恋愛ブログ

世にも不思議な物語。
出会いの数だけドラマがある。
一日一話愛の短編物語。
〜ショートストーリー〜

19.my story

2006年09月15日 | 自分の恋
 非常勤講師を辞めたくてしょうがなかった。
 高校生からふられて、他の先生からも変な目で見られ、生徒の信頼も失っていた。好きな生徒との電話代が月に5万円もかかっていて、お金が底をついた。姉からも借金をしていて、大学の友達にも40万円ほど借りていた。
 私は最悪な男だ。
 大学の頃は、毎日の様にギャンブルにハマっていて、授業をサボり、むさぼるようにパチンコ、スロットをしていた。目の色も輝きを失い、不規則な生活をして、ブクブクと体も太っていた。パチンコという物は、恐ろしくて、今ではトラウマにさえなっている。
 パチンコのチカチカと光っている店のネオンが呼んでいて、無意識のうちにパチンコ台の椅子に座っているのだ。もう病気としか言いようがない。

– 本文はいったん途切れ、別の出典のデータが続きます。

PR #55, opened 2015-03-04
Contao resources from DIC

aschempp:
This will make the `ContaoBundleInterface` obsolete and also cache the resource paths and public folders in the DIC.

 - [x] Should return a `Finder` instance to iterate over the folder
 - [x] Rename service to `contao.resource_provider`
 - [x] Rename class to `ResourceProvider`
 - [x] Do not use `realpath()` (see https://github.com/contao/core-bundle/pull/55#issuecomment-77329984)


aschempp:
Be aware that each Contao bundle (e.g. calendar-bundle) needs to be adjusted. They must extend the regular bundle (instead of `ContaoBundle` and instead of the `getContaoResources` method it should contain this:

```php
/**
 * {@inheritdoc}
 */
public function build(ContainerBuilder $container)
{
    $container->addCompilerPass(
        new AddContaoResourcesPass(
            $this->getName(),
            $this->getPath() . '/../contao',
            [$this->getPath() . '/../contao/assets']
        )
    );
}
```

src/Resources/config/services.yml
```diff
@@ -68,6 +68,11 @@ services:
         class: Contao\CoreBundle\Security\User\ContaoUserProvider
         public: false
 
+    contao.resources:
```
Toflar: I think for the sake of code readability the service id should be named `contao.resources_provider`.

src/HttpKernel/Bundle/ResourcesProvider.php
```diff
@@ -0,0 +1,56 @@
...
+ * This file is part of Contao.
+ *
+ * Copyright (c) 2005-2015 Leo Feyer
+ *
+ * @license LGPL-3.0+
+ */
+
+namespace Contao\CoreBundle\HttpKernel\Bundle;
+
+class ResourcesProvider
```
discordier: IMO the class should have a singular naming `ResourceProvider` no matter how many resources it provides.
I have not seen any plural naming in any symfony project for classes like this and AFAIR we have all agreed to use singular naming throughout Contao code.

Toflar: +1

aschempp:
I have partially rewritten the provider and added a container optimization pass. The paths are no longer verified when adding to the service (which would result in FS checks whenever the service is requested). They are now verified and combined when building the container, also resulting in failing to compile the kernel if an invalid path is specified. This currently actually happens for the listing bundle because it specifies an assets folder that does not exist.

Toflar:
Very good! Remains
* [ ] Class `ResourcesProvider` should be renamed to `ResourceProvider`
* [ ] Service ID `contao.resources` should be renamed to `contao.resource_provider`

leofeyer:
I also don't like the naming, however I don't agree with you, @Toflar. The service provides Contao resources (multiple, not just a single one) and should therefore be called `contao.resources_provider`.

But the service should not have a `getResourcesPath()` method, because that is confusing IMHO.

I also see a huge problem with using `realpath()`, since it will not work with symlinks (if you e.g. use a symlink to add a repository to your vendor folder instead of moving it there). If possible, we should use `file_exists()` instead, which should also handle paths like `/var/www/contao/vendor/core-bundle/src/../contao`.

aschempp:
I have updated the PR.

Regarding `realpath`, according to the documentation is should work fine with symlinks but actually resolve them?

> realpath() expands all symbolic links and resolves references to '/./', '/../' and extra '/' characters in the input

leofeyer:
>  but actually resolve them?

And that's exactly what we don't want. For example:

```
$ ls -la system/modules
drwxr-xr-x   core
lrwxr-xr-x   isotope -> ../../../local/dev/isotope
```

Now if both modules contain DCA files, here's what the output of the resource provider looks like:

```
Array
(
    [0] => /var/www/contao/system/modules/core/dca
    [1] => /var/www/local/dev/isotope/dca
)
```

However, here's what would actually be correct:

```
Array
(
    [0] => /var/www/contao/system/modules/core/dca
    [1] => /var/www/contao/system/modules/isotope/dca
)
```

Therefore you should only use `realpath()` if you really have to. In our case, however, a `file_exists()` should work, too.

leofeyer:
I've been thinking about the PR and I would love to have the following methods in the resource provider:

 * `getDcaFiles()`
 * `getLanguageFiles()`
 * `getConfigFiles()`
 * `getTemplateFiles()`
 * `getPublicFolders()`

Then we could get rid of the `getResourcesPath()` method and we could greatly simplify the legacy code:

```php
// Currently
foreach ($kernel->getContaoBundles() as $bundle)
{
	$strFile = $bundle->getContaoResourcesPath() . '/dca/' . $strName . '.php';

	if (file_exists($strFile))
	{
		$objCacheFile->append(static::readPhpFileWithoutTags($strFile));
	}
}

// New
foreach ($kernel->getContainer()->get('contao.resource_provider')->getDcaFiles() as $strFile)
{
	$objCacheFile->append(static::readPhpFileWithoutTags($strFile));
}
```

What do you think?

leofeyer:
Also, wasn't the plan to store the paths somewhere (DIC or separate cache) so they file system searches do not have to be executed upon every request?

aschempp:
1. what's wrong on the local path?
2. I disagree with the methods. They would disallow to access other folders and "hardcode" on the known once. I think that's bad practice.
3. The resources paths are stored in the DIC, or do you mean the path to templates etc?

leofeyer:
1. Just trust me, it will not work. I have had these kind of problems quite often.
2. We could still keep the base paths, but having the concrete paths cached somewhere will save us from a lot of `file_exists()` calls.
3. No, I mean the resources paths. But now we still have the base paths stored in the DIC, which means we still have to get the resources paths, find the ones which have a `dca/` folder, get the DCA files. If we would store the four known subpaths as well (`config/`, `dca/`, `languages`, `templates/`), we could improve the runtime performance.

leofeyer:
Also, I'd prefer this:

```php
/**
 * {@inheritdoc}
 */
public function build(ContainerBuilder $container)
{
    $container->addCompilerPass(
        new AddContaoResourcesPass($this->getName(), $this->getPath() . '/../contao')
    );
    $container->addCompilerPass(
        new AddPublicFoldersPass($this->getName(), [$this->getPath() . '/../contao/assets'])
    );
}
```

Public folders are completely separate from the Contao resources. The `/web` folder as document root is a new feature which is not deprecated, therefore it should not be in the Contao resources provider at all.

Toflar:
I have some questions regarding both, the implementation and @leofeyer's comments :)

leofeyer:
So ask them :)

Toflar:
Yeah, but on the phone - it’s too complicated to write down :)

leofeyer:
Then we have to wait until Wednesday I guess?

aschempp:
Rebasing done.

contao/controllers/BackendInstall.php
```diff
@@ -731,16 +728,9 @@ protected function enableSafeMode()
...
-			$modules = array();
-
-			foreach ($kernel->getContaoBundles() as $bundle)
-			{
-				$modules[] = $bundle->getName();
-			}
+			$modules = \ModuleLoader::getActive();
 
-			if (count(array_diff($modules, array('ContaoCoreBundle', 'calendar', 'comments', 'devtools', 'faq', 'listing', 'news', 'newsletter', 'repository'))) > 0)
+			if (count(array_diff($modules, array('core', 'calendar', 'comments', 'faq', 'listing', 'news', 'newsletter'))) > 0)
```
leofeyer: This is wrong. We need to use the new bundle names here since they have all been converted.

aschempp: Nope, I basically reverted that to the old code, because `ModuleLoader` will map legacy module names (see https://github.com/contao/core-bundle/pull/55/files#diff-3c973c84d5ed12dfb4bee28f58f15e66R35)

contao/library/Contao/Automator.php
```diff
@@ -607,20 +580,18 @@ public function generateInternalCache()
...
 		global $kernel;
 
+		$resources = $kernel->getContainer()->get('contao.resource_provider');
+
 		// Generate the class/template laoder cache file
 		$objCacheFile = new \File('system/cache/config/autoload.php');
 		$objCacheFile->write('<?php '); // add one space to prevent the "unexpected $end" error
 
-		foreach ($kernel->getContaoBundles() as $bundle)
+		foreach ($resources->findFilesIn('config', 'autoload.php') as $file)
```
leofeyer: This is still too complicated as @Toflar mentioned in today's call. It should be:

```php
global $kernel;

$resources = $kernel->getContainer()->get('contao.resource_provider');

// findIn() should only set the base paths and ignoreDotFiles()
$files = $resources->findIn('config')->files()->name($fileName);
```

Especially, we should not call `followLinks()` by default, because there is no way to revert this.

leofeyer:
Merged in f62f3a109f2d36be74976370bf0ddbdd50412a46.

 いつの間にかお金をつぎ込み、気づいたら三万円くらい負けている。こんな調子で、あっという間に40万円友達から借金をしていた。これが金融会社から借りていたら、首をつっていたかも知れない。だから、友達には本当に感謝している。
 パチンコはしていたものの、教員免許の授業だけは必ず出ていた。私は先生という職業に憧れていたからだ。「今を生きる」という映画を見て、こんな先生になれたらいいなと思っていた。生徒から信頼される先生だ。

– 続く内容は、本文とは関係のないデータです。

PR #56, opened 2015-03-05
Added unit tests for non existent load after definitions and circular re...

Toflar:
...ferences of load after definitions

### DIFF
--- a/tests/Autoload/ConfigResolverTest.php
+++ b/tests/Autoload/ConfigResolverTest.php
@@ -67,6 +67,51 @@ class ConfigResolverTest extends TestCase
     }
 
     /**
+     * Test non-existent load after definition is ignored
+     */
+    public function testNonExistentLoadAfterIsIgnored()
+    {
+        $config = $this->getConfig('bundle-name', 'bundle-class')->setLoadAfter(['i-do-not-exist-bundle']);
+        $resolver = new ConfigResolver();
+        $resolver->add($config);
+
+        $this->assertSame(['bundle-name' => 'bundle-class'], $resolver->getBundlesMapForEnvironment('all'));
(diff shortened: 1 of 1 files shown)


leofeyer:
Hm, while applying the CS fixes to your PR I have notices that your `testCircularReference` test is actually wrong. If there are two bundles (e.g. core-bundle and listing-bundle) with the same load-after definition (e.g. integration-bundle), the load-after definition bundle (integration-bundle) has to be loaded **before** the two other bundle and not after them!

Toflar:
Ah, lol - true. Checking!

Toflar:
Ah no, it's correct. The comment might be misleading but the code is correct.

leofeyer:
No way.

```php
// We have 3 bundles so the 3rd must be integration-bundle
$this->assertSame('integration-bundle', $bundlesMapKeys[2]);
```

The integration bundle should be `$bundlesMapKeys[0]`, shouldn't it?

leofeyer:
> Ah no, it's correct. The comment might be misleading but the code is correct.

You are right, the comment is misleading. The test ist just fine.

However, the test seems unnecessary to me, because `testGetBundlesMapForEnvironment()` does test exactly this, too, doesn't it? Maybe we should add the test to the bundles map provider instead?

Toflar:
> However, the test seems unnecessary to me, because testGetBundlesMapForEnvironment() does test exactly this, too, doesn't it? Maybe we should add the test to the bundles map provider instead?

Yeah, obviously it's an additional test - we had 100% coverage before ;)

leofeyer:
Done in 4feed7017dd7ce6e699f685df0bf512c077a155a.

 大学卒業後、ギリギリで非常勤講師になったのはいいが、私が生徒の事を好きになってしまって、死ぬほど生徒の幸せを考え、頭が可笑しくなってしまった。
 人生でこれほど考える事はないだろうというくらいに考えた。
 お金もなくなり、借金をどうする事も出来なくて、新聞の「ファミレスアルバイト募集」の広告が目にとまり、夜だけアルバイトに行くことにした。
 少し雪がちらつくとても寒い12月の頃だった。ファミレスの中に入ると、暖房がきいていて、温かかった。

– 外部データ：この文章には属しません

PR #1063, opened 2017-09-11
[RFC] Improve the UrlGeneratorTest

aschempp:


src/Routing/UrlGenerator.php
```diff
@@ -141,6 +141,8 @@ private function prepareAlias($alias, array &$parameters)
         $hasAutoItem = false;
         $autoItems = $this->getAutoItems($parameters);
 
+        unset($parameters['auto_item']);
```
leofeyer: Why did you change this? It has worked without it, hasn't it?

tests/Routing/UrlGeneratorTest.php
```diff
@@ -364,4 +356,32 @@ private function getGenerator($prependLocale = false, $returnArgument = 1, $useA
...
     }
+
+    /**
+     * @param array $expectedParameters
+     * @param       $expectedRoute
+     * @param int   $referenceType
+     *
+     * @return \PHPUnit_Framework_MockObject_MockObject|UrlGeneratorInterface
+     */
+    private function expectRouter(
```
leofeyer: CS: no line breaks in method definitions. 😄

src/Routing/UrlGenerator.php
aschempp: No, the test failed after correctly implementing it 😉

tests/Routing/UrlGeneratorTest.php
aschempp: Fixed in 88d9d28703ef82958c464bb4909698b0eb206ced

leofeyer:
Merged in 1a1e035ba0b44d167092e30131a3a33f75720579 (`hotfix/4.4.5`).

 背丈が小人の様に小さく、笑顔が可愛いい店員が迎えてくれて、店長を呼んだ。
 サバサバした女の店長がフロアーに出て来て、「いつから来れますか。」としゃがれた声で聞いた。私はお金に困っていたので、「明日からでも来れます。」と答えた。店長はうれしそうに「すぐにでも電話します。」と言った。よほど人がたりない感じがした。私は一週間ほど電話を待って、ファミレスのアルバイトとしての採用が決まった。
 キッチンでも良かったのだが、フロアーの人がいないという事で、フロアーになり、慣れる為に一番忙しい時間帯に入る事になった。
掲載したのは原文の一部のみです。